MarioSabino

O médico e o monstro

13.03.20

Eu estava almoçando no domingo passado, quando recebi de uma fonte do Judiciário a sentença condenatória que confirmava que a transexual Suzy, entrevistada uma semana antes por Drauzio Varella no Fantástico, da Rede Globo, havia cometido um crime terrível, em 2010: raptado, estuprado e estrangulado um menino de 9 anos, em São Paulo. Como se não fosse suficiente, ela havia deixado o corpo da criança putrefando na sua sala, durante dois dias, até depositá-lo à porta da casa da família desesperada. Embasados pelo documento, publicamos a notícia em O Antagonista e não demorou para que se tornasse uma das mais lidas e comentadas da história do site. Para se ter ideia, foi mais lida do que a da soltura de Lula, no ano passado.

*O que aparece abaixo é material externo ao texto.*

PR #5694, opened 2021-02-10
add pargmin_p / pargmax_p primitives

mattjj:
Follow up from #5682, which added these functions without defining new primitives.

By defining new primitives, we make `vmap`-of-`pargmin` more efficient, avoiding the "vectorized efficiency problem", which is the same reason why we're defining `psum`, `pdot`, etc. as primitives that support both named and positional axis arguments.

Because these primitives support both named and positional arguments, they can replace `argmin_p` and `argmax_p`, though that's left as follow-up work.

---

There's some weird failure with 2D float32 pmap test cases on CPU. It seems to be CPU-specific because the failures don't happen on TPU. The same issue does not arise on CPU in the int32 test cases with the same shape. (The failures are **not** due to the changes in `_axis_index_bind` or `_axis_index_translation_rule`; I made those changes to simplify the XLA HLO computation I was looking at while trying to debug this issue.)

An example of this failure is `PmapTest.testArgAllReduce_shape=float32[4,2]_axis=1_collective=pargmax`. The expected output is `[0, 1, 1, 0]` but the actual output is `[         0, 2147483647, 2147483647,          0]`. The HLO looks correct though:

```
HloModule pmap__lambda_.26

primitive_computation_max.9 {
  parameter.10 = f32[] parameter(0)
  parameter.11 = f32[] parameter(1)
  ROOT maximum.12 = f32[] maximum(parameter.10, parameter.11)
}

primitive_computation_min.18 {
  parameter.19 = s32[] parameter(0)
  parameter.20 = s32[] parameter(1)
  ROOT minimum.21 = s32[] minimum(parameter.19, parameter.20)
}

ENTRY pmap__lambda_.26 {
  constant.3 = pred[] constant(false)
  parameter.1 = f32[4]{0} parameter(0), parameter_replication={false}
  all-reduce.13 = f32[4]{0} all-reduce(parameter.1), replica_groups={{0,1}}, to_apply=primitive_computation_max.9
  tuple.14 = (f32[4]{0}) tuple(all-reduce.13)
  get-tuple-element.15 = f32[4]{0} get-tuple-element(tuple.14), index=0
  compare.16 = pred[4]{0} compare(get-tuple-element.15, parameter.1), direction=EQ
  replica-id.4 = u32[] replica-id()
  convert.5 = s32[] convert(replica-id.4)
  broadcast.6 = s32[4]{0} broadcast(convert.5), dimensions={}
  constant.7 = s32[] constant(2147483647)
  broadcast.8 = s32[4]{0} broadcast(constant.7), dimensions={}
  select.17 = s32[4]{0} select(compare.16, broadcast.6, broadcast.8)
  all-reduce.22 = s32[4]{0} all-reduce(select.17), replica_groups={{0,1}}, to_apply=primitive_computation_min.18
  tuple.23 = (s32[4]{0}) tuple(all-reduce.22)
  get-tuple-element.24 = s32[4]{0} get-tuple-element(tuple.23), index=0
  ROOT tuple.25 = (s32[4]{0}) tuple(get-tuple-element.24)
}
```

I think I may just file an XLA:CPU bug about this...

### DIFF
--- a/jax/_src/lax/parallel.py
+++ b/jax/_src/lax/parallel.py
@@ -180,6 +180,16 @@ def pmin(x, axis_name, *, axis_index_groups=None):
                          axis_index_groups=axis_index_groups)
   return tree_util.tree_unflatten(treedef, out_flat)
 
+def pargmax(x, axis_name):
+  if isinstance(axis_name, (tuple, list)):
+    raise TypeError(f"pargmax only accepts a single axis, got {axis_name}")
+  return pargmax_p.bind(x, axis=axis_name)
+
+def pargmin(x, axis_name):
+  if isinstance(axis_name, (tuple, list)):
+    raise TypeError(f"pargmin only accepts a single axis, got {axis_name}")
+  return pargmin_p.bind(x, axis=axis_name)
+
 def _validate_axis_index_groups(axis_index_groups):
   if axis_index_groups is None:
     return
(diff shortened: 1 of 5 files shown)


jax/_src/lax/parallel.py
```diff
@@ -730,6 +740,82 @@ def pos_reduce(x):
...
+
+def _pargminmax_abstract_eval(x, *, axis):
+  if isinstance(axis, int):
+    if not 0 <= axis < np.ndim(x):
+      raise ValueError(f"axis index {axis} for operand shape {np.shape(x)}")
+    shape = tuple(np.delete(np.shape(x), axis))
+  else:
+    # TODO(mattjj): avals with names, check and eliminate axis name
+    shape = np.shape(x)
+  return ShapedArray(shape, np.dtype('int32'))
```
apaszke, line 761: I thought that `argmin` and `argmax` always return `int64`? Or they do at least when used from the NumPy API. The primitives themselves are parameterized by the integer type.

jax/_src/lax/parallel.py
```diff
@@ -730,6 +740,82 @@ def pos_reduce(x):
...
+pargmax_p.def_abstract_eval(_pargminmax_abstract_eval)
+pargmin_p.def_abstract_eval(_pargminmax_abstract_eval)
+
+def _pargminmax_vmap_collective_rule(reducer, frame, vals_in, dims_in, *, axis):
+  del frame, axis  # Unused.
+  (x,), (d,) = vals_in, dims_in
+  return reducer(x, d, np.dtype('int32')), None
```
apaszke, line 768: I think that you don't have a guarantee that `d` is not `batching.not_mapped` here, so we might have to handle that case explicitly.

jax/_src/lax/parallel.py
```diff
@@ -730,6 +740,82 @@ def pos_reduce(x):
...
+batching.collective_rules[pargmin_p] = partial(_pargminmax_vmap_collective_rule,
+                                               lax.argmin)
+
+def _pargminmax_vmap_batching_rule(prim, vals_in, dims_in, *, axis):
+  (x,), (d,) = vals_in, dims_in
+  if isinstance(axis, int):
+    new_axis = axis + (d <= axis)
+    return prim.bind(x, axis=new_axis)
+  else:
+    return prim.bind(x, axis)
```
apaszke, line 780: Doesn't this also have to return a second component for the batch axis in the output? How come aren't the tests catching this?

jax/_src/lax/parallel.py
```diff
@@ -730,6 +740,82 @@ def pos_reduce(x):
...
+
+def _pargminmax_axis_subst_rule(params: core.ParamDict, subst: core.AxisSubst
+                             ) -> core.ParamDict:
+  axis = params['axis']
+  if isinstance(axis, int):
+    return params
+  else:
+    return dict(params, axis=subst(axis))
+core.axis_substitution_rules[pargmax_p] = _pargminmax_axis_subst_rule
+core.axis_substitution_rules[pargmin_p] = _pargminmax_axis_subst_rule
```
apaszke, line 794: You can just use `partial(_subst_all_names_in_param, 'axis')` here

jax/_src/lax/parallel.py
```diff
@@ -180,6 +180,16 @@ def pmin(x, axis_name, *, axis_index_groups=None):
...
   return tree_util.tree_unflatten(treedef, out_flat)
 
+def pargmax(x, axis_name):
+  if isinstance(axis_name, (tuple, list)):
+    raise TypeError(f"pargmax only accepts a single axis, got {axis_name}")
+  return pargmax_p.bind(x, axis=axis_name)
+
+def pargmin(x, axis_name):
+  if isinstance(axis_name, (tuple, list)):
+    raise TypeError(f"pargmin only accepts a single axis, got {axis_name}")
```
apaszke, line 190: While we can definitely get away with primitives not supporting multiple axes in the user-facing API, we definitely cannot do that internally. `xmap` usually replaces each user-facing axis with multiple internal axes.

jax/_src/lax/parallel.py
apaszke: Also, your current implementation is ill-typed, because `subst(axis)` might return a tuple of axes, which will break all other rules. We need those primitives to have multi-axis support.

gnecula:
To fix the jax2tf/primitives_test failures, you need to add the new primitives [here](https://github.com/google/jax/blob/c2455d97e95f5c3c31a96571a1236b1f786ad93d/jax/experimental/jax2tf/jax2tf.py#L841)

jax/_src/lax/parallel.py
mattjj: `np.argmin` / `np.argmax` don't support tuples of axes, so I don't think these primitives should either. Why do you think we need these primitives to support tuples of axes? The issue might be in the substitution code if it requires that.

mattjj: Oh I see, for the 'soft_pmap case'. I'm not sure what should be returned as an argmin over two axes though... it could be the flattened index, or it could be a tuple of indices.

jax/_src/lax/parallel.py
mattjj: I think that should be guaranteed by [this code](https://github.com/google/jax/blob/5c14dafefef1ea891bab4fafd2d8d61afa927e8e/jax/interpreters/batching.py#L153-L154).

jax/_src/lax/parallel.py
mattjj: Indeed we'd want that for the `jnp` API, though we don't necessarily need it on the lax API here.

`lax.argmin` and `lax.argmax` are parameterized by the dtype, but because our `lax.axis_index` implementation only returns 32bit values (in turn because XLA's `ReplicaId` produces a `uint32` value) 64bit support here won't be complete. But it's easy to add!

jax/_src/lax/parallel.py
mattjj: Good catch, I forgot to add a test for this case! I should add an xmap test that uses systematic schedules.

jax/_src/lax/parallel.py
mattjj: Well, we could if we change the `xmap` lowering strategy not to use the split-axis approach :P

But point taken, I forgot about this constraint.

jakevdp:
Closing as obsolete.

Compreende-se: Suzy não foi apenas entrevistada num dos programas mais tradicionais e de maior audiência da TV brasileira. Ela também foi abraçada por Drauzio Varella, que se compadeceu da solidão de Suzy. A condenada apareceu no Fantástico como personagem de uma reportagem sobre o tratamento dispensado a transexuais nas prisões nacionais. O abraço em Suzy viralizou nas redes sociais, como exemplo de bondade politicamente correta. A condenada recebeu mais de duas centenas de cartas de solidariedade, e uma vaquinha foi organizada para ajudá-la. Os telespectadores, contudo, só souberam do crime cometido por Suzy no domingo seguinte.

Um vendaval de indignação varreu as redes sociais. Muita gente se sentiu lograda por ter sido levada a manifestar solidariedade a quem foi definido como um monstro. A coisa adquiriu tal vulto que Drauzio Varella divulgou uma nota curta, na qual afirmava: “Há mais de 30 anos, frequento presídios, onde trato da saúde de detentos e detentas. Em todos os lugares em que pratico a Medicina, seja no meu consultório ou nas penitenciárias, não pergunto sobre o que meus pacientes possam ter feito de errado. Sigo essa conduta para que meu julgamento pessoal não me impeça de cumprir o juramento que fiz ao me tornar médico. No meu trabalho na televisão, sigo os mesmos princípios. No caso da reportagem veiculada pelo Fantástico na semana passada, não perguntei nada a respeito dos delitos cometidos pelas entrevistadas. Sou médico, não juiz.”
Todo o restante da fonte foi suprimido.